PR #420, opened 2020-04-21
Update CraftOS Version to 1.9

JakobDev:
I think CCT should use Version 1.9 to spot the difference between the old CC with 1.8 and the newer CCT.

### DIFF
--- a/src/main/resources/assets/computercraft/lua/bios.lua
+++ b/src/main/resources/assets/computercraft/lua/bios.lua
@@ -98,7 +98,7 @@ end
 
 -- Install lua parts of the os api
 function os.version()
-    return "CraftOS 1.8"
+    return "CraftOS 1.9"
 end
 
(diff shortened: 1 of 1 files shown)


lupus590:
If the goal is to differentiate CC from CC:T why not call it `CraftOS: Tweaked`?

SquidDev:
I wonder if the best thing to do here would be just to use the current CC:T version number. So currently it'd be `CraftOS 1.86.2`, or just `CraftOS 1.86`. This is _kinda_ what CC did, though obviously not given its wacky versioning scheme.

So I guess something like `"CraftOS " .. (_HOST:match("ComputerCraft (%d+\.%d+)") or "unknown")`.

Lemmmy:
API changes are generally only introduced in new CC:T versions, so I think that's the best idea moving forward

** What to produce **
Exactness is what counts here: write out every record again.

** Written answer **
PR #420, opened 2020-04-21
Update CraftOS Version to 1.9

JakobDev:
I think CCT should use Version 1.9 to spot the difference between the old CC with 1.8 and the newer CCT.

### DIFF
--- a/src/main/resources/assets/computercraft/lua/bios.lua
+++ b/src/main/resources/assets/computercraft/lua/bios.lua
@@ -98,7 +98,7 @@ end
 
 -- Install lua parts of the os api
 function os.version()
-    return "CraftOS 1.8"
+    return "CraftOS 1.9"
 end
 
(diff shortened: 1 of 1 files shown)


lupus590:
If the goal is to differentiate CC from CC:T why not call it `CraftOS: Tweaked`?

SquidDev:
I wonder if the best thing to do here would be just to use the current CC:T version number. So currently it'd be `CraftOS 1.86.2`, or just `CraftOS 1.86`. This is _kinda_ what CC did, though obviously not given its wacky versioning scheme.

So I guess something like `"CraftOS " .. (_HOST:match("ComputerCraft (%d+\.%d+)") or "unknown")`.

Lemmmy:
API changes are generally only introduced in new CC:T versions, so I think that's the best idea moving forward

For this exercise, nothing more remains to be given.